Discovering Data using HTTP Responses
In this module, we'll configure Cribl Stream to discover data using HTTP requests' JSON Response body. Common response formats include objects and arrays. Let's explore both.
HTTP Request – Object Response
In this section, we'll obtain a JSON object from a REST API endpoint that will be used for collecting data from the collection endpoint similar to how the JSON Response configuration worked in the last module.
We can pass any attribute from the discovered object to the collector, but in this example we'll continue to use id
.
This is the discovery object we'll be using to collect data:
{
"id": 1
}
You can see the expected discovery output by running the following command in your Sandbox terminal window:
curl -s http://rest-server/discover/object | jq
Navigate back to the REST Collector Source page. From the top nav of your Cribl Stream Sandbox, select Manage > Data > Sources, then select Collectors > REST from the Data Sources page's tiles. Click Add Collector to open the REST > Add Collector modal, which provides the following options and fields.
-
In the Collector ID field, enter
discover_http_object
. -
Expand the Discover accordion header, then from the Discover Type drop-down, select HTTP Request.
-
In the Discover URL field, enter the following URL:
'http://rest-server/discover/object'
-
In the Collect section, configure the Collect URL to reference the
id
value at the end of the URL path.`http://rest-server/collect/object/${id}`
-
At the bottom left, click ► Save & Run. In the Run configuration modal, click Run again.
The Preview modal should display a single event:({"item":1}
).
HTTP Request – Array Response
Now, we'll configure the Collector to discover data obtained from a JSON array from the REST API server.
[
{"id": 1},
{"id": 2},
{"id": 3}
]
You can see the expected discovery output by running the following command in your Sandbox terminal window:
curl -s http://rest-server/discover/array | jq
If you want to adjust with the array's length, add a query string parameter size
to the request. E.g.:
curl 'http://rest-server/discover/array?size=5'
Depending on the length you specified, you'll receive a response similar to the following:
[{"id":1},{"id":2},{"id":3},{"id":4},{"id":5}]
In some terminals, you'll need to enclose the URL in quotes, otherwise you'll receive a "no matches found" error.

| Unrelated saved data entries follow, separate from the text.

PR #6067, opened 2026-02-02
Wire up postgres e2e tests for dataset endpoints

shuyangli:
Step towards #5691.

> [!NOTE]
> **Medium Risk**
> Touches dataset endpoint wiring and Postgres datapoint serialization/parsing (notably `staled_at` datetime and tag null/empty behavior), which could change API-visible results and data written to Postgres alongside ClickHouse.
> 
> **Overview**
> **Routes dataset endpoint DB access through `DelegatingDatabaseConnection`** so `/v1/datasets/.../from_inferences` and `/v1/datasets/.../datapoints/metadata` operate against the ClickHouse+Postgres delegating layer rather than ClickHouse-only.
> 
> **Improves Postgres dataset compatibility** by parsing ClickHouse-formatted datetime strings for `staled_at` using an explicit `%Y-%m-%d %H:%M:%S%.6f` parser (with a unit test), and by always returning `tags` as `Some(map)` even when empty.
> 
> **Enables Postgres in dataset E2E coverage** by adding `DelegatingDatabaseConnection::new_for_e2e_test()` plus `TestDatabaseHelpers` support, then updating dataset endpoint E2E tests to use the delegating DB (removing ClickHouse-only setup, skip guards, and a couple of ClickHouse-specific assertions).
> 
> <sup>Written by [Cursor Bugbot](https://cursor.com/dashboard?tab=bugbot) for commit 6ae41e215093c8d1cf4c55b131c2dbd6144dc757. This will update automatically on new commits. Configure [here](https://cursor.com/dashboard?tab=bugbot).</sup>

### DIFF
--- a/tensorzero-core/src/db/delegating_connection.rs
+++ b/tensorzero-core/src/db/delegating_connection.rs
@@ -509,7 +509,6 @@ impl DatasetQueries for DelegatingDatabaseConnection {
         Ok(results)
     }
 }
-
 #[async_trait]
 impl BatchInferenceQueries for DelegatingDatabaseConnection {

To proceed, close the Preview modal (if open). Navigate back to the REST Collector Source page. From the top nav of your Cribl Stream Sandbox, select Manage > Data > Sources, then select Collectors > REST from the Data Sources page's tiles. Click Add Collector to open the REST > Add Collector modal, which provides the following options and fields.
-
In the Collector ID field, enter
discover_http_array
. -
Expand the Discover accordion header, then in the Discover Type drop-down, select HTTP Request.
-
Copy and paste the following JSON into the Discover URL field:
`http://rest-server/discover/array`
-
Optionally, you can adjust the size of the discovered array of items. To do so, under the Discover parameters header, click + Add parameter. Enter
size
for the Name of the key-value pair. In the Value field, enter the desired size of the array. -
Now, in the Collect section, configure the Collect URL to reference the
id
value in the URL path.
`http://rest-server/collect/object/${id}`
- At the bottom left, click ► Save & Run. In the Run configuration modal, click Run again.
The Preview modal should display three events. If you configured a different size parameter, the number of events will match the size of your array.
Don't be surprised if the events are not sorted in numerical ascending order. The Workers might pick up tasks out of order. Remember, Workers place discovered tasks into a collection queue, and can then process them in any order.
Exploring Collection Job Results
Close the Preview modal and navigate to the Sources > REST Collector page. (From the top nav of your Cribl Stream Sandbox, select Manage > Data > Sources, then from the Data Sources page's tiles or left nav, select Collectors > REST.)
In the Manage Rest Collectors table, go to the discover_http_array
row. In the Latest Ad Hoc Run column, click the corresponding blue link for the collector.
Note: If you receive a "Failed to find job" error, or the Latest Ad Hoc Run column lists None, re-run the collection job. Click the ► Run button and, in the Run configuration modal, click Run again. Close the Preview modal once it finishes populating.
You can see in this modal information related to the collection job such as the number of tasks run, events discovered and collected. Click on any of the other tabs to see information related to discovery, task log messages, and settings.
Conclusion
You now know how to discover data from a REST API endpoint, and how to use the results to collect data!
In the next module, we'll explore how to handle collecting data from REST APIs that use pagination.